*** Source records ***

PR #296, opened 2017-07-07
fix(package): update pelias-model to version 4.10.0

orangejulius:
Closes #293


orangejulius:
@trescube I cherry-picked your PR to fix the fixtures and put it in this branch. this one should pass now and we can avoid having to merge two PRs for pelias-model per repo

PR #306, opened 2017-07-18
fix(package): update pelias-dbclient to version 2.1.2

orangejulius:


orangejulius:
Merging without review so no one has to bother. Feel free to come in later with questions

PR #339, opened 2017-10-03
Put verbose point logging behind a config flag

orangejulius:
This importer currently logs _every_ record imported as well as its name and centroid. While useful for debugging, it's not needed all the time, even at the `verbose` logger level.

By putting this option behind a `pelias.json` config flag (defaulting to off) we can have it when we need it, and save over 10GB in each of our build logs when we don't.


missinglink:
I would be :+1: with removing the line completely and :-1: introducing a config option which is confusingly similar to the existing log level option.

orangejulius:
Okay great. I actually would prefer to remove it too, but wasn't sure if others wanted the ability to turn it back on. It's already on the verbose log level, and is still far too noisy even for that. I'll make a new PR.

PR #346, opened 2017-10-11
Move `async` to dependencies from devDependencies

### LINKED ISSUE #312: async listed as a 'dev dependency'
async is listed as a 'dev dependency', so trying to run `npm run download` after `npm install --production` results in `Error: Cannot find module 'async'`.

it might be better to move this (and any other associated dependencies) in to the main dependency list if they are intended to be used in production.

tadjik1:
Fix #312

### DIFF
--- a/package.json
+++ b/package.json
@@ -39,6 +39,7 @@
     "elasticsearch": ">=1.3.4"
   },
   "dependencies": {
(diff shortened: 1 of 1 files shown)


orangejulius:
Nice, thanks for picking that up

PR #362, opened 2017-10-23
Upgrade to pelias-wof-admin-lookup 4.3.0

orangejulius:
This is required for HTTP PIP support!


orangejulius:
Self-merging so we can kick off an HTTP PIP dev build.

PR #378, opened 2017-11-21
filter railway features

### LINKED ISSUE #377: Remove a few railway features from the import
Hi,

With [this request](https://mapzen.com/search/explorer/?query=search&text=gare%20de%20lyon), I got 2 results that are rail tracks (`railway = rail`) :
* https://mapzen.com/search/explorer/?query=place&ids=openstreetmap%3Avenue%3Away%3A332205985
* https://mapzen.com/search/explorer/?query=place&ids=openstreetmap%3Avenue%3Away%3A115843882

I think it does not really make sense to get the named rail tracks from the OSM import.
Is it ok to change the features list to be more restrictive ?

I'm thinking of replacing
 `railway+name`

by

* `railway~station+name`
* `railway~tram_stop+name`
* `railway~halt+name`
* `railway~subway_entrance+name` 
* `railway~train_station_entrance+name`

Would that be ok ?

poke @missinglink

nlehuby:
closes #377


nlehuby:
For now, I have tested it only in Paris city.

missinglink:
hey @nlehuby thanks for the PR, this looks great to me, I have one question and one issue that needs be resolved before we can merge this.

Question: You added 5 lines to the features list and only test two of them, you also chose not to test that `railway+name` is no longer present in the array, which is probably what you're trying to avoid someone adding it back in the future? :)

Blocker: The Travis tests are failing which is blocking the merge, we will need to resolve this issue, the test suite runs the command `npm run travis` which you can run locally to reproduce the failure.

It looks like the issue is a fixture file, we have two fixtures `vancouver_canada` and `queens_village_ny` which will be downloaded automatically when you run that command.

The test suite uses those files as an input and then compares the new output vs. the results we expected from the last run.

I imagine that the expected file now contains some `railway` lines which now need to be removed.

I remember the diff checking that's part of the test suite was quite verbose and a little annoying, if you get stuck then let me know and I can help out.

missinglink:
I just had a look at the diff thing and *it is* verbose and annoying, the easiest way to handle this is:

```
npm run travis # this will fail
ls *_*.json # and produce these two files (which you can later delete)
cp actual_output.json test/fixtures/combined_vancouver_queens.json
git diff
```

this should show you the changes you have made to the Vancouver and Queens data, I had a quick look and it was what you were expecting.

if you are happy with the result then please commit the updated `test/fixtures/combined_vancouver_queens.json` file and push it to your branch.

if all is well the Travis tests will pass.

missinglink:
I think this will be a great improvement to the code, it will remove a lot of noise from the database.

nlehuby:
Hi,

I did not change the tests too much because I did not understand the test workflow, and what was tested by "npm test"...
This is clearer now, I will check this out, thanks !

nlehuby:
I think this is ok now.

nlehuby:
Thank you for your mentoring :+1:

missinglink:
Regarding mapzen search, this feature will go through a series of testing in dev, staging and finally (pending any issues) will be promoted to master.

I expect the merge to go through without issue, if we have acceptance tests which expect any of these features I will handle updating them.

The process can take anywhere from 1-3 weeks depending on what else is being shipped and tested at the same time.

Anyone running their own instances will be able to rebuild now from `master` to get these changes.

PR #407, opened 2018-04-12
Remove single-file import notice from README

kylebarron:


kylebarron:
See https://github.com/pelias/openstreetmap/issues/55#issuecomment-380959487

PR #435, opened 2018-06-26
support for mapping tags to name.default aliases

missinglink:
this PR allows OSM tags to be mapped as aliases of the `name.default` field.

the `schema/name_osm.js` file contains a mapping of OSM tags to `name.*` fields.

prior to this PR we were only able to map 1:1 from OSM to the Pelias model.

this PR now supports multiple values in that object set as `default`, in this case the additional tags will be mapped as aliases of the `name.default` field.

the configuration also adds an additional inenumerable property called `_primary` which defines which of those is considered the 'primary' name.

an example tag mapping:

```
osm_tags = { name: "foo", short_name: "bar", reg_name: "baz" }

# prior to the PR
name = {
  default: "foo",
  short: "bar",
  regional: "baz"
}

# after the PR
name = {
  default: [ "foo", "bar" ],
  regional: "baz"
}
```

---

I enabled 3 tags as aliases of default: `[ short_name, alt_name, loc_name ]`, of these only `short_name` is supported by nominatim.

https://wiki.openstreetmap.org/wiki/Names#Key_Variations

The [test/fixtures/combined_vancouver_queens.json](https://github.com/pelias/openstreetmap/pull/435/files#diff-8dc60323dfa03395125c0936781cf634) file in this PR includes a diff which shows and example of the expected changes.

### DIFF
--- a/.jshintrc
+++ b/.jshintrc
@@ -17,6 +17,6 @@
   "undef": true,
   "unused": false,
   "maxparams": 4,
-  "maxdepth": 4,
+  "maxdepth": 5,
   "maxlen": 140
 }
--- a/schema/name_osm.js
+++ b/schema/name_osm.js
@@ -7,21 +7,43 @@
 
   eg. tags['alt_name'] -> doc.name['alternative']
 
+  The value 'default' is special, it defines the name used by default
+  for elasticsearch queries, it has the unique ability to specify multiple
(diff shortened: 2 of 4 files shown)


orangejulius:
The most recent Nextzen full planet build includes these changes, but I haven't looked at the results yet. I'm spinning up a cluster to do that now.

PR #448, opened 2018-09-04
fix(logger): remove logger line

missinglink:
remove log line missed in: https://github.com/pelias/openstreetmap/pull/347


orangejulius:
Good catch :)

*** End of Source records ***

Try it: Give back the data exactly.

Expected output:
PR #296, opened 2017-07-07
fix(package): update pelias-model to version 4.10.0

orangejulius:
Closes #293


orangejulius:
@trescube I cherry-picked your PR to fix the fixtures and put it in this branch. this one should pass now and we can avoid having to merge two PRs for pelias-model per repo

PR #306, opened 2017-07-18
fix(package): update pelias-dbclient to version 2.1.2

orangejulius:


orangejulius:
Merging without review so no one has to bother. Feel free to come in later with questions

PR #339, opened 2017-10-03
Put verbose point logging behind a config flag

orangejulius:
This importer currently logs _every_ record imported as well as its name and centroid. While useful for debugging, it's not needed all the time, even at the `verbose` logger level.

By putting this option behind a `pelias.json` config flag (defaulting to off) we can have it when we need it, and save over 10GB in each of our build logs when we don't.


missinglink:
I would be :+1: with removing the line completely and :-1: introducing a config option which is confusingly similar to the existing log level option.

orangejulius:
Okay great. I actually would prefer to remove it too, but wasn't sure if others wanted the ability to turn it back on. It's already on the verbose log level, and is still far too noisy even for that. I'll make a new PR.

PR #346, opened 2017-10-11
Move `async` to dependencies from devDependencies

### LINKED ISSUE #312: async listed as a 'dev dependency'
async is listed as a 'dev dependency', so trying to run `npm run download` after `npm install --production` results in `Error: Cannot find module 'async'`.

it might be better to move this (and any other associated dependencies) in to the main dependency list if they are intended to be used in production.

tadjik1:
Fix #312

### DIFF
--- a/package.json
+++ b/package.json
@@ -39,6 +39,7 @@
     "elasticsearch": ">=1.3.4"
   },
   "dependencies": {
(diff shortened: 1 of 1 files shown)


orangejulius:
Nice, thanks for picking that up

PR #362, opened 2017-10-23
Upgrade to pelias-wof-admin-lookup 4.3.0

orangejulius:
This is required for HTTP PIP support!


orangejulius:
Self-merging so we can kick off an HTTP PIP dev build.

PR #378, opened 2017-11-21
filter railway features

### LINKED ISSUE #377: Remove a few railway features from the import
Hi,

With [this request](https://mapzen.com/search/explorer/?query=search&text=gare%20de%20lyon), I got 2 results that are rail tracks (`railway = rail`) :
* https://mapzen.com/search/explorer/?query=place&ids=openstreetmap%3Avenue%3Away%3A332205985
* https://mapzen.com/search/explorer/?query=place&ids=openstreetmap%3Avenue%3Away%3A115843882

I think it does not really make sense to get the named rail tracks from the OSM import.
Is it ok to change the features list to be more restrictive ?

I'm thinking of replacing
 `railway+name`

by

* `railway~station+name`
* `railway~tram_stop+name`
* `railway~halt+name`
* `railway~subway_entrance+name` 
* `railway~train_station_entrance+name`

Would that be ok ?

poke @missinglink

nlehuby:
closes #377


nlehuby:
For now, I have tested it only in Paris city.

missinglink:
hey @nlehuby thanks for the PR, this looks great to me, I have one question and one issue that needs be resolved before we can merge this.

Question: You added 5 lines to the features list and only test two of them, you also chose not to test that `railway+name` is no longer present in the array, which is probably what you're trying to avoid someone adding it back in the future? :)

Blocker: The Travis tests are failing which is blocking the merge, we will need to resolve this issue, the test suite runs the command `npm run travis` which you can run locally to reproduce the failure.

It looks like the issue is a fixture file, we have two fixtures `vancouver_canada` and `queens_village_ny` which will be downloaded automatically when you run that command.

The test suite uses those files as an input and then compares the new output vs. the results we expected from the last run.

I imagine that the expected file now contains some `railway` lines which now need to be removed.

I remember the diff checking that's part of the test suite was quite verbose and a little annoying, if you get stuck then let me know and I can help out.

missinglink:
I just had a look at the diff thing and *it is* verbose and annoying, the easiest way to handle this is:

```
npm run travis # this will fail
ls *_*.json # and produce these two files (which you can later delete)
cp actual_output.json test/fixtures/combined_vancouver_queens.json
git diff
```

this should show you the changes you have made to the Vancouver and Queens data, I had a quick look and it was what you were expecting.

if you are happy with the result then please commit the updated `test/fixtures/combined_vancouver_queens.json` file and push it to your branch.

if all is well the Travis tests will pass.

missinglink:
I think this will be a great improvement to the code, it will remove a lot of noise from the database.

nlehuby:
Hi,

I did not change the tests too much because I did not understand the test workflow, and what was tested by "npm test"...
This is clearer now, I will check this out, thanks !

nlehuby:
I think this is ok now.

nlehuby:
Thank you for your mentoring :+1:

missinglink:
Regarding mapzen search, this feature will go through a series of testing in dev, staging and finally (pending any issues) will be promoted to master.

I expect the merge to go through without issue, if we have acceptance tests which expect any of these features I will handle updating them.

The process can take anywhere from 1-3 weeks depending on what else is being shipped and tested at the same time.

Anyone running their own instances will be able to rebuild now from `master` to get these changes.

PR #407, opened 2018-04-12
Remove single-file import notice from README

kylebarron:


kylebarron:
See https://github.com/pelias/openstreetmap/issues/55#issuecomment-380959487

PR #435, opened 2018-06-26
support for mapping tags to name.default aliases

missinglink:
this PR allows OSM tags to be mapped as aliases of the `name.default` field.

the `schema/name_osm.js` file contains a mapping of OSM tags to `name.*` fields.

prior to this PR we were only able to map 1:1 from OSM to the Pelias model.

this PR now supports multiple values in that object set as `default`, in this case the additional tags will be mapped as aliases of the `name.default` field.

the configuration also adds an additional inenumerable property called `_primary` which defines which of those is considered the 'primary' name.

an example tag mapping:

```
osm_tags = { name: "foo", short_name: "bar", reg_name: "baz" }

# prior to the PR
name = {
  default: "foo",
  short: "bar",
  regional: "baz"
}

# after the PR
name = {
  default: [ "foo", "bar" ],
  regional: "baz"
}
```

---

I enabled 3 tags as aliases of default: `[ short_name, alt_name, loc_name ]`, of these only `short_name` is supported by nominatim.

https://wiki.openstreetmap.org/wiki/Names#Key_Variations

The [test/fixtures/combined_vancouver_queens.json](https://github.com/pelias/openstreetmap/pull/435/files#diff-8dc60323dfa03395125c0936781cf634) file in this PR includes a diff which shows and example of the expected changes.

### DIFF
--- a/.jshintrc
+++ b/.jshintrc
@@ -17,6 +17,6 @@
   "undef": true,
   "unused": false,
   "maxparams": 4,
-  "maxdepth": 4,
+  "maxdepth": 5,
   "maxlen": 140
 }
--- a/schema/name_osm.js
+++ b/schema/name_osm.js
@@ -7,21 +7,43 @@
 
   eg. tags['alt_name'] -> doc.name['alternative']
 
+  The value 'default' is special, it defines the name used by default
+  for elasticsearch queries, it has the unique ability to specify multiple
(diff shortened: 2 of 4 files shown)


orangejulius:
The most recent Nextzen full planet build includes these changes, but I haven't looked at the results yet. I'm spinning up a cluster to do that now.

PR #448, opened 2018-09-04
fix(logger): remove logger line

missinglink:
remove log line missed in: https://github.com/pelias/openstreetmap/pull/347


orangejulius:
Good catch :)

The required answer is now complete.